Izzy Scane

Personal information
- Height: 5 ft 7 in (170 cm)

Sport
- Position: Midfield / attack
- NCAA team: Northwestern Wildcats (2019–2024)
- WLL team: New York Charging

Medal record
Representing United States
Lacrosse sixes
World Games
| Gold medal – first place | 2025 Chengdu | Team |
Lacrosse
Under-19 World Lacrosse Championships
| Gold medal – first place | 2019 Peterborough | Team |

= Izzy Scane =

American lacrosse player

Isabelle Rae Scane is an American professional lacrosse player for the New York Charging of the Women's Lacrosse League (WLL). She played college lacrosse for the Northwestern Wildcats. She won the 2023 NCAA championship with Northwestern and twice received the Tewaaraton Award as the best player in the country. She broke the all-time NCAA Division I goals record in 2024.

==Early life==

Scane was raised in Clarkston, Michigan, the daughter of Joseph and Patricia Scane, and has three brothers. Her parents met at Grand Valley State University, where her father wrestled and her mother ran track. She started playing lacrosse in sixth grade after previously competing in gymnastics. She played club lacrosse for the Detroit Lacrosse Club and then Boston-based Mass Elite. She captained the varsity team at Cranbrook Kingswood, winning two state championships, and set the Michigan all-time high school points record, twice receiving All-American recognition.

==College career==

Scane started out in 2019 as a defender for the Northwestern Wildcats but was converted to attack after seven games. She was second on the team with 62 goals and 80 points, receiving Big Ten Conference Freshman of the Year honors. She was leading the team in goals as a sophomore when the season was suspended due to the COVID-19 pandemic. As a junior in 2021, she led the nation with 98 goals, receiving Big Ten Attacker of the Year and first-team All-American honors. She was named one of the five Tewaaraton finalists and broke the NCAA single-season record for goals per game, averaging 6.12 goals per game over Northwestern's 16-game season. She missed the 2022 season after tearing her right ACL, meniscus, and LCL during a scrimmage in November 2021.

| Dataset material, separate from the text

PR #2148, opened 2026-08-23
Add a blank line after generated <summary> tag

### LINKED ISSUE #2144: Insert blank line in editor tools spoiler text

Scane led the nation with 99 goals when she returned and recorded a career-high 35 assists, receiving the Tewaaraton Award and the Honda Sports Award as the country's best college lacrosse player. She led Northwestern to their first NCAA championship since 2012, becoming the most valuable player of the 2023 NCAA tournament. During her final season in 2024, she passed Hannah Nielsen's program career points record of 398 and broke Charlotte North's NCAA Division I career goals record of 358. Scane ended the 2024 season with 88 goals, leading the nation, while also adding 21 assists. After the season, she once again won the Tewaaraton Award, making her the 6th women's player to ever win the award back-to-back. Scane additionally repeated in winning the Honda Sports Award. Over her six-year NCAA career, Scane finished with 376 goals and 483 points in 84 games.

==International career==

Scane tried out for the United States national under-19 team in 2018 but was cut by her future Northwestern coach Kelly Amonte Hiller. Following her freshman season, she was called up to play at the Under-19 World Lacrosse Championships in 2019, scoring three goals to help beat Canada in the final and being named player of the match. She led the team with 21 goals (tied with Caitlyn Wurzburger) and was one of five Americans named to the All-World team.